DIRECTIONS FOR THIS TASK: Taking the line that contains "Add experimental graphql endpoint" as the starting point, give again exactly every line up to and including the last line of the records below.

----- INPUT MATERIAL -----

PR #112, opened 2025-04-01
Add experimental graphql endpoint

GianlucaFicarelli:
Add an experimental graphql endpoint, reusing the existing service logic.

- Accessible at http://127.0.0.1:8000/graphql
- Only species and morphologies can be retrieved and modified.
- Graphql would have its own error handling according to the specs, but it is temporarily bypassed

This is a showcase, not to be merged.


g-bar:
Really cool, thanks for the showcase.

-----

SOLUTION TO THE PROBLEM:
Add experimental graphql endpoint

GianlucaFicarelli:
Add an experimental graphql endpoint, reusing the existing service logic.

- Accessible at http://127.0.0.1:8000/graphql
- Only species and morphologies can be retrieved and modified.
- Graphql would have its own error handling according to the specs, but it is temporarily bypassed

This is a showcase, not to be merged.


g-bar:
Really cool, thanks for the showcase.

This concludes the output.